Equiangular Triangles are Similar

From ProofWiki
Jump to navigation Jump to search


Let two triangles have the same corresponding angles.

Then their corresponding sides are proportional.

Thus, by definition, such triangles are similar.

In the words of Euclid:

In equiangular triangles the sides about the equal angles are proportional, and those are corresponding sides which subtend the equal angles.

(The Elements: Book $\text{VI}$: Proposition $4$)


Let $\triangle ABC, \triangle DCE$ be equiangular triangles such that:

$\angle ABC = \angle DCE$
$\angle BAC = \angle CDE$
$\angle ACB = \angle CED$

Let $BC$ be placed in a straight line with $CE$.

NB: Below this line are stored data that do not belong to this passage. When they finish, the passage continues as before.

PR #640, opened 2022-09-28
Few improvements in SSL/TLS handling

Deepesh125:
### Description
This commit aims to add few enhancements in SSL/TLS handling code path. For example, 
1. We use SslRead (safe wrapper over secure_raw_read()) or SslWrite (safe wrapper over secure_raw_write())  inside SslHandShakeRead and SslHandShakeWrite to read and write data on socket during ssl handshake. We improved these SslHandShakeRead and SslHandShakeWrite APIs to just return to caller whenever error/EOF occurs during reading or writing on socket. 
2.  We have to write extra TDS header on the top of what we asked to write inside SslHandShakeWrite which caller is not aware of. So improved SslHandShakeWrite to return number of bytes written on socket except TDS header. 
 
### Testing
1. JDBC test framework
2. Tested using custom JDBC program with using different version of SSL version TLSv1, TLSv1.1 and TLSv1.2 (Java does not let us use older version of SSL for example, SSLv3)
4. Tested using Data direct client. Server emits correct error when we try to use SSL version outside the range of babelfishpg_tds.tds_ssl_max_protocol_version and babelfishpg_tds.tds_ssl_min_protocol_version.
5. Also configured GUC like babelfishpg_tds.tds_ssl_max_protocol_version and babelfishpg_tds.tds_ssl_min_protocol_version. And tested all these again.
6. Tested using SQLCMD connections:

```
my_babelfish_db=# select * from pg_stat_ssl;
pid  | ssl | version |           cipher            | bits | client_dn | client_serial | issuer_dn
-------+-----+---------+-----------------------------+------+-----------+---------------+-----------
61230 | t   | TLSv1.2 | ECDHE-RSA-AES128-GCM-SHA256 |  128 |           |               |
61922 | f   |         |                             |      |           |               |
(2 rows)
```

Issues Resolved: BABEL-3574

### Check List


contrib/babelfishpg_tds/src/backend/tds/tdssecure.c
```diff
@@ -76,7 +76,8 @@ SslHandShakeRead(BIO *h, char *buf, int size)
 {
 	int res = 0;
 
-	res = SslRead(h, buf, size);
+	if ((res = SslRead(h, buf, size)) <= 0)
+		return res;
```
surendravishnoi, line 80: what does negative res indicate?

contrib/babelfishpg_tds/src/backend/tds/tdssecure.c
```diff
@@ -91,18 +92,24 @@ SslHandShakeRead(BIO *h, char *buf, int size)
 					/* Read the complete remaining of the header and throw away the bytes */
 					while(res < remainingRead)
 					{
-						res += secure_raw_read(((Port *) BIO_get_data(h)), tempBuf,
-								remainingRead - res);
+						int tmp_res = 0;
+						if ((tmp_res = SslRead(h, tempBuf, remainingRead - res)) <= 0)
+						{
+							return tmp_res;
```
surendravishnoi, line 98: what will returning 0 will mean here? Even though res might be non-zero

contrib/babelfishpg_tds/src/backend/tds/tdssecure.c
```diff
@@ -91,18 +92,24 @@ SslHandShakeRead(BIO *h, char *buf, int size)
...
+						}
+						res += tmp_res;
 					}
 
 					/*
 					 * Read the actual data and return the res of the actual data read
 					 * Don't worry if complete read, Openssl library will take care
 					 */
-					res = secure_raw_read(((Port *) BIO_get_data(h)), buf, size);
+					if ((res = SslRead(h, buf, size)) <= 0)
```
surendravishnoi, line 107: why change from secure_raw_read to Ssloread?

surendravishnoi (commented):
Please use new PR template. Do we have any plan to add automated test for this.

contrib/babelfishpg_tds/src/backend/tds/tdssecure.c
Deepesh125: As per documentation of [recv()](https://man7.org/linux/man-pages/man2/recvmsg.2.html), Negative value means there was an error. So we should return to the caller instead of going ahead with any other operations.

contrib/babelfishpg_tds/src/backend/tds/tdssecure.c
Deepesh125: I checked one of the use case of BIO_read() from openssl code and also checked documentation for recv(), this should only occur if there is EOF on socket.

contrib/babelfishpg_tds/src/backend/tds/tdssecure.c
Deepesh125: Because SslRead is safe wrapper around secure_raw_read()

surendravishnoi (approved):

kuntalghosh (approved):

PR #650, opened 2022-09-29
Update upgrade test template

rishabhtanwar29:
### Description
This commit does the following:
1. Adds upgrade paths for version 13.7 and 13.8. Currently tests for 13_6 are copied
to 13_7 and 13_8 upgrade directories.
3. Fixes branch template to use stable branches of extensions instead of tags.
4. Fixes branches in major/minor upgrade workflows for empty databases.

Task: BABEL-3583

### Check List


.github/configuration/upgrade-test-configuration.yml
```diff
@@ -65,4 +65,24 @@ upgrade-version: [[
...
+    upgrade-type: major 
+  }
+],
+[
+  {
+    version: 13.8,
+    upgrade-type: null
+  },
+  { 
+    version: target.latest,
```
surendravishnoi, line 85: we should also add minor upgrade for 13.7/13.8 as well

rishabhtanwar29: included minor version upgrade step in each upgrade path

.github/configuration/upgrade-test-configuration.yml
```diff
@@ -65,4 +65,32 @@ upgrade-version: [[
...
+    upgrade-type: null
+  },
+  {
+    version: 13.8,
+    upgrade-type: minor
+  },
+  { 
+    version: target.latest,
+    upgrade-type: major 
+  }
```
2jungkook, line 87: Is there a reason to include only `13.4->13.7->latest` and `13.4->13.8->latest`? I think at least we should include `13.7->latest` and `13.8->latest`, otherwise `13_7/schedule` and `13_8/schedule` are not tested.

In the long run, we should have a rule which upgrade paths are included for every PR. Here is one suggestion:
1. For every PR, test only 1-level upgrade paths so that we can ensure every schedule files are used at least once, e.g.,
    - 13.4 -> 14.latest (due to the MVU limitation, it is actually 13.4 -> 13.latest -> 14.latest)
    - 13.5 -> 14.latest (due to the MVU limitation, it is actually 13.5 -> 13.latest -> 14.latest)
    - 13.x -> 14.latest where x >= 6
    - 14.x -> 14.latest where x >= 3
2. Regularly (once a week?), test multi-level upgrade paths, e.g.,
    - 13.4 -> 13.6 -> 14.latest
    - 13.5 -> 13.6 -> 14.latest
    - 13.6 -> 13.7 -> 14.latest
    - 13.7 -> 13.8 -> 14.5 -> 14.latest
    - more combinations
 
Any other suggestions are welcome!

rishabhtanwar29: The reason to include 2-level upgrade paths is that it will test both minor and major version upgrades in a single github workflow. It is not like schedule files will not be used as the schedule files for middle versions will still be used to identify the verification files for them. I agree with your suggestion that we should also test 1-level upgrade paths but in that case we would have to add a lot of workflows for 1-level and 2-level upgrade paths.
My idea is to only include 1-level upgrade path for one of 13.6, 13.7 or 13.8 version (since the extension version is same for all of them and we already have an upgrade path from 13.6 -> 14.latest) and test 2-level upgrade paths for the rest. Let me know if you think otherwise.

2jungkook: 1. For example, BABEL-1493 is in `13_7/schedule` but is not tested in `13.4 -> 13.7 -> 14.latest` workflow.
2. If you choose one of 13.6, 13.7 or 13.8 because of the same extension version, then why do we need the following three workflows ?
    - `13.4 -> 13.6 -> 14.latest`
    - `13.4 -> 13.7 -> 14.latest`
    - `13.4 -> 13.8 -> 14.latest`

surendravishnoi: I think we should not copy everything from 13.6 to 13.7/13.8. These should be covered as part of 13.6->13.7->latest. 13.7 should have only its specific tests which will run in 13.7 -> latest/13.8. Otherwise, 13.7/13.8 runs will take time without much added value.

rishabhtanwar29: Actually the number of version specific tests are quite less than the tests coming from schedule file so not copying specific tests will not make much difference.

2jungkook (dismissed):

surendravishnoi (dismissed):

surendravishnoi (approved):

PR #651, opened 2022-09-29
Performance optimisation for INSERT BULK

KushaalShroff:
### Description
Performance optimisation for INSERT BULK

Initially Insert Bulk was implemented using SPI_execute_with_args, which practically were single inserts in the executor level. This made database migration slow for our users, with this task we have moved on from SPI to use PG’s multi insert functionality. PG’s multi insert feature which is much faster since we can write just a single WAL for all of the inserts at the end and we need to lock/unlock page only once. Moreover, there is no need to parse/plan/optimise the query (When compared to initial implementation) thus bypassing directly to inserting multiple tuples into the table at once.
 
Task: BABEL-3503

### Functional Testing
Dotnet framework has elaborate tests that cover INSERT BULK AND BCP for each and every datatype, identity columns, keep nulls and other insert bulk options. One can check the BCP test plan we had created during the initial feature implementation.

### Performance testing

Time Taken for BCP with the initial implementation:

Dataset | -b not specified | -b 100 | -b 1000 | -b 5000
-- | -- | -- | -- | --
 10K | 469 | 859 | 516 | 500
100K | 4266 | 7500 | 4781 | 4406
1M | 41485 | 75422 | 47359 | 44172
10M | NA | 749142 | 474547 | 438672

Time Taken for BCP with changes in this PR:

Dataset | -b not specified | -b 100 | -b 1000 | -b 5000
-- | -- | -- | -- | --
10K | 93 | 313 | 125 | 109
100K | 422 | 2750 | 672 | 453
1M | 3656 | 26813 | 6031 | 4110
10M | NA | 282781 | 65234 | 42968

Thus proving a speedup of 8x on average when compared to the initial implementation

### Check List


contrib/babelfishpg_tsql/src/pl_exec-2.c
```diff
@@ -2716,54 +2716,49 @@ exec_stmt_insert_execute_select(PLtsql_execstate *estate, PLtsql_expr *query)
...
 	MemoryContext	oldContext;
 	Oid schema_oid = InvalidOid;
 
+	oldContext = MemoryContextSwitchTo(TopMemoryContext);
+
+	/*
+	 * We use a global variable so that we do not need to call BeginBulkCopy
+	 * in case of implicit batching, which saves time.
+	 */
+	cstmt = (BulkCopyStmt *) palloc0(sizeof(BulkCopyStmt));
```
kuntalghosh, line 2779: You should allocate memory in TopMemoryContext only if you want to keep the allocations throughout the backend lifetime. The memory doesn't get reclaimed during an error.
IIUC, you want to palloc this memory for each insert bulk statement you're executing. In this case, it's better to allocate in a separate memory context that you can free after each execution (even in case of error).

contrib/babelfishpg_tsql/src/pltsql_bulkcopy.c
```diff
@@ -0,0 +1,938 @@
+/*-------------------------------------------------------------------------
+ *
+ * pltsql_bulkcopy.c		- Bulk Copy for PL/tsql
+ *
```
kuntalghosh, line 4: >  * Portions Copyright (c) 2022, AWS
>  * Portions Copyright (c) 1996-2022, PostgreSQL Global Development Group
>  * Portions Copyright (c) 1994, Regents of the University of California

contrib/babelfishpg_tsql/src/pltsql_bulkcopy.c
```diff
@@ -0,0 +1,938 @@
...
+			uint64 *processed);
+
+void EndBulkCopy(BulkCopyState cstate);
+
+static uint64
+ExecuteBulkCopy(BulkCopyState cstate, int rowCount, int colCount,
+				Datum *Values, bool *Nulls);
+
+static List *
+BulkCopyGetAttnums(TupleDesc tupDesc, Relation rel, List *attnamelist);
```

From Two Angles of Triangle Less than Two Right Angles $\angle ABC + \angle ACB$ is less than two right angles.

As $\angle ACB = \angle DEC$, it follows that $\angle ABC + \angle DEC$ is also less than two right angles.

So from the Parallel Postulate, $BA$ and $ED$, when produced, will meet.

Let this happen at $F$.

We have that $\angle ABC = \angle DCE$.

So from Equal Corresponding Angles implies Parallel Lines:

$BF \parallel CD$

Again, we have that $\angle ACB = \angle CED$.

Again from Equal Corresponding Angles implies Parallel Lines:

$AC \parallel FE$

Therefore by definition $\Box FACD$ is a parallelogram.

Therefore from Opposite Sides and Angles of Parallelogram are Equal $FA = DC$ and $AC = FD$.

Since $AC \parallel FE$, it follows from Parallel Transversal Theorem that:

$BA : AF = BC : CE$

But $AF = CD$ so:

$BA : AF = BC : CE$

From Proportional Magnitudes are Proportional Alternately:

$AB : BC = DC : CE$

Since $CD \parallel BF$, from Parallel Transversal Theorem:

$BC : CE = FD : DE$

But $FD = AC$ so $BC : CE = AC : DE$.

So from Proportional Magnitudes are Proportional Alternately, $BC : CA = CE : ED$.

It then follows from Equality of Ratios Ex Aequali that $BA : AC = CD : DE$.


Historical Note

This proof is Proposition $4$ of Book $\text{VI}$ of Euclid's The Elements.